Jeder digitale Punkt kann angegriffen werden. Das ist aber kein Grund, das nicht zu machen. Wir nehmen das Thema IT-Sicherheit sehr ernst. Wir schulen die Mitarbeiter, machen regelmäßig Sicherungs-Updates und vieles mehr. Bei allem Aufwand ist uns klar: 100-prozentig schützen kann man sich bei diesem Thema nicht.

Ihre IT-Vorzeigefabrik ist Bühlertal.

Wir haben seit 2018 im Rahmen des Projektes „Bühlertal 5.0“ rund 6 Millionen Euro investiert. Abläufe digitalisiert und automatisiert. Dabei hilft ein fahrerloses Transportsystem, mit dem wir die Staplerfahrten stark verringert haben. Mit dem neuen digitalen Produktionsleitsystem , das wir jetzt auf andere Standorte übertragen, steuern und optimieren wir Abläufe und Kosten. Ohne kluge Investitionen, bleibt man hierzulande nicht wettbewerbsfähig.

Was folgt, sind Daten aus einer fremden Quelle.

PR #8471, opened 2018-11-06
Defer HTTP/2 stream transition state on initial write until headers are written

### LINKED ISSUE #8434: HTTP/2 MultiplexCodec sends a RST_STREAM if the HEADERS fail to write due to HPACK issue
### Expected behavior

If the stream fails to write the headers due to a HPACK issue such as being larger than the MAX_HEADER_LIST_SIZE it should not send a RST_STREAM frame.

### Actual behavior

Sends a RST_STREAM frame.

There is a test for this sort of behavior [here](https://github.com/netty/netty/blob/1cc692dd7de54bfffa05813a90b14670b4eb50d1/codec-http2/src/test/java/io/netty/handler/codec/http2/Http2MultiplexCodecTest.java#L312) but it doesn't consider that the `Http2FrameCodec` will create a new stream [here](https://github.com/netty/netty/blob/1cc692dd7de54bfffa05813a90b14670b4eb50d1/codec-http2/src/main/java/io/netty/handler/codec/http2/Http2FrameCodec.java#L352) which is circumvented in the tests via the `Writer` interface.

The reset is sent [here](https://github.com/netty/netty/blob/1cc692dd7de54bfffa05813a90b14670b4eb50d1/codec-http2/src/main/java/io/netty/handler/codec/http2/Http2MultiplexCodec.java#L892).

Without having thought about it a ton, I _think_ it should be generally safe to not send a RST_STREAM if the first write fails. The first message must always be HEADERS of some form (either regular or a PUSH_PROMISE) and if it gets past validation to where it's being written to the socket at all it should write in its entirety unless there is a socket problem in which case sending a RST_STREAM is no longer meaningful.

### Netty version

4.1 (SHA 1cc692dd7de, Oct 24, 2018)

bryce-anderson:
Motivation:
When the `DefaultHttp2ConnectionEncoder` writes the initial headers for a new
locally created stream we create the stream in the half-closed state if the
end-stream flag is set which signals to the life cycle manager that the headers
have been sent. However, if we synchronously fail to write the headers the
life cycle manager then sends a RST_STREAM on our behalf which is a connection
level PROTOCOL_ERROR because the peer sees the stream in an IDLE state.

Modification:
Don't open the stream in the half-closed state if the end-stream flag is
set and let the life cycle manager take care of it.

Result:
Cleaner state management in the `DefaultHttp2ConnectionEncoder`.

Fixes #8434.

### DIFF
--- a/codec-http2/src/main/java/io/netty/handler/codec/http2/DefaultHttp2ConnectionEncoder.java
+++ b/codec-http2/src/main/java/io/netty/handler/codec/http2/DefaultHttp2ConnectionEncoder.java
@@ -164,9 +164,10 @@ public class DefaultHttp2ConnectionEncoder implements Http2ConnectionEncoder {
             if (stream == null) {
                 try {
                     // We don't create the stream in a `halfClosed` state because if this is an initial
-                    // HEADERS frame we don't want to connection state to transition until after the
-                    // headers have been encoded and placed in the outbound buffer. The `LifeCycleManager`
-                    // will take care of transitioning the state as appropriate.
+                    // HEADERS frame we don't want the connection state to signify that the HEADERS have
+                    // been sent until after they have been encoded and placed in the outbound buffer.
+                    // Therefore, we let the `LifeCycleManager` will take care of transitioning the state
+                    // as appropriate.
                     stream = connection.local().createStream(streamId, /*endOfStream*/ false);
                 } catch (Http2Exception cause) {
                     if (connection.remote().mayHaveCreatedStream(streamId)) {
--- a/codec-http2/src/main/java/io/netty/handler/codec/http2/DefaultHttp2ConnectionEncoder.java
+++ b/codec-http2/src/main/java/io/netty/handler/codec/http2/DefaultHttp2ConnectionEncoder.java
@@ -163,7 +163,11 @@ public class DefaultHttp2ConnectionEncoder implements Http2ConnectionEncoder {
             Http2Stream stream = connection.stream(streamId);
             if (stream == null) {
                 try {
-                    stream = connection.local().createStream(streamId, endOfStream);
+                    // We don't create the stream in a `halfClosed` state because if this is an initial
+                    // HEADERS frame we don't want to connection state to transition until after the
+                    // headers have been encoded and placed in the outbound buffer. The `LifeCycleManager`
+                    // will take care of transitioning the state as appropriate.
+                    stream = connection.local().createStream(streamId, /*endOfStream*/ false);
                 } catch (Http2Exception cause) {
                     if (connection.remote().mayHaveCreatedStream(streamId)) {
                         promise.tryFailure(new IllegalStateException("Stream no longer exists: " + streamId, cause));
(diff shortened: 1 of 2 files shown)


bryce-anderson:
This should be considered a WIP as it needs a test or two, but wanted feedback before I write them.

codec-http2/src/test/java/io/netty/handler/codec/http2/DefaultHttp2ConnectionEncoderTest.java
```diff
@@ -725,11 +725,38 @@ public ChannelFuture answer(InvocationOnMock invocation) {
...
+                    return promise;
+                }
+            });
+
+        writeAllFlowControlledFrames();
         encoder.writeHeaders(ctx, STREAM_ID, EmptyHttp2Headers.INSTANCE, 0, true, promise);
 
         assertTrue(promise.isDone());
         assertFalse(promise.isSuccess());
+        assertFalse(stream(STREAM_ID).isHeadersSent());
```
bryce-anderson: This is the real nugget of the test: we want to make sure that if we fail to write the HEADERS our stream state is sane. If so the `Http2ConnectionHandler` (which implements the `Http2LifecycleManager` interface) can handle the derelict RST_STREAM frames correctly [here](https://github.com/netty/netty/blob/4.1/codec-http2/src/main/java/io/netty/handler/codec/http2/Http2ConnectionHandler.java#L770).

normanmaurer:
@netty-bot test this please

codec-http2/src/main/java/io/netty/handler/codec/http2/DefaultHttp2ConnectionEncoder.java
```diff
@@ -163,7 +163,11 @@ public ChannelFuture writeHeaders(final ChannelHandlerContext ctx, final int str
             Http2Stream stream = connection.stream(streamId);
             if (stream == null) {
                 try {
-                    stream = connection.local().createStream(streamId, endOfStream);
+                    // We don't create the stream in a `halfClosed` state because if this is an initial
+                    // HEADERS frame we don't want to connection state to transition until after the
```
trustin: `we don't want to connnection state to transition` - Perhaps you meant `we don't want connection state to enter 'halfClosed' state`?

bryce-anderson: The comment was pretty poor in general. I attempted to clarify it, both in terms of wording and the intent, specifically that we don't want the `stream.isHeadersSent()` to be `true` until we've actually sent the headers.

normanmaurer:
@ejona86 @carl-mastrangelo any concerns ?

normanmaurer:
@netty-bot test this please

bryce-anderson:
Any update on this?

normanmaurer:
@ejona86 @carl-mastrangelo ping... any concerns ?

normanmaurer:
Let me pull this in ... @carl-mastrangelo @ejona86 please let me know if you had any concern once you had a chance to check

Wie bewerten Sie den stockenden Ausbau der digitalen Infrastruktur in Deutschland?

Ich habe da keinerlei Verständnis dafür. Das ist ein großer Wettbewerbsnachteil. Wir haben viele Gegenden ohne Mobilfunk-Abdeckung, ohne schnelles Internet. Über das Thema sprechen wir in Deutschland seit zehn Jahren. Ich bin viel unterwegs. Es gibt kaum ein Land, das schlechter aufgestellt ist als Deutschland.

Was erwarten Sie von der neuen Bundesregierung?

Egal von welcher Regierung erwarte ich, dass sie wettbewerbsfähige Strukturen schafft. Das ist die Aufgabe einer Regierung. Dafür bezahlen wir auch Steuern.

Welche Schulnote geben Sie der aktuellen Bundesregierung bei dem Thema?

Nicht einmal die Note ausreichend.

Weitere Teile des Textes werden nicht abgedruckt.